Indian tribes argue they are sovereign nations and immune from state tax laws.State Police Lt. Glenn Miner said there had been no incidents on the reservations as of Wednesday afternoon.The 2000 legislation _ which has never been enforced because of legal challenges _ prohibits private trucking companies cheap cigarettes online from delivering Internet and mail-order shipments of cigarettes to consumers. The law does not prevent vendors from using the U.S. Postal Service for cigarette deliveries, a loophole some businesses were taking cheap cigarettes online advantage of, Davoudi said.Tom Bergin, spokesman for the state Taxation and Finance Department, said the first day of enforcement was uneventful."Reasonable people will comply with the law," he said. A New York state law that bans direct sales of cigarettes...A New York state law cheap cigarettes online that sought to prohibit the direct sale of cigarettes through the Internet, as well as by mail order and via telephones, was declared unconstitutional by a federal judge in Manhattan.
In a 79-page ruling, U.S. District Court Judge Loretta Preska wrote that the law violates the commerce clause of the U.S. Constitution, which limits the powers of states to restrict interstate trade. While the state''s interest in protecting the health of residents is "indeed commendable," Preska said, that can''t be done in violation of constitutional guarantees to companies.

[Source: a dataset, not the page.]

PR #1439, opened 2020-04-28
JAVA-2663: Pure Graal support for native functions

absurdfarce:


absurdfarce:
Building and running a version of the keyspace counter app as a native image with Java driver 4.7.0-SNAPSHOT as a dependency I get the following:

The law, signed last August by New York Gov. George Pataki, banned direct sales of cigarettes over the Internet and the two other mediums in an attempt to prevent minors from making illegal purchases. The measure also sought to halt untaxed sales of cigarettes in the state via mail order and other means. But Louisville, Ky.-based cigarette maker Brown & Williamson Tobacco filed a lawsuit challenging the direct-sales ban last October, arguing that it unfairly limited the ways companies could do business in New York. A month later, Preska issued a temporary restraining order against the law just before it was due to take effect.
Brown & Williamson spokesman Mark Smith on Friday called the ruling "a caution to the states" in how they try to cheap cigarettes online legislate online sales and business. Preska "made clear that states have many tools at their disposal to protect their interests without banning direct sales," Smith said, adding that state officials "ought not use a meat ax when a scalpel will do."


Marc Violette, a spokesman for the New York state attorney general''s office, which defended the law, said that it''s disappointed by Preska''s ruling and is considering options for an appeal. "We view the issue of Internet sales of tobacco as being an important health issue cheap cigarettes online in New York, particularly when it allows [minors] access when using the Internet," Violette said. Brown & Williamson, the third-largest cigarette maker in the U.S., set up a new division called BWT Direct last year to sell some of its harder-to-find cigarette brands directly to smokers. The direct-marketing strategy is aimed at making the brands cheap cigarettes online more visible at a time when retailers have finite amounts of shelf space cheap cigarettes online for products such as cigarettes.
The hard-to-find brands currently account for about 3.5 percent of the company''s annual sales. Brown & Williamson has said BWT Direct will collect all taxes on direct sales of the cigarettes and forward the money to the federal government and to state revenue departments, as required by existing laws.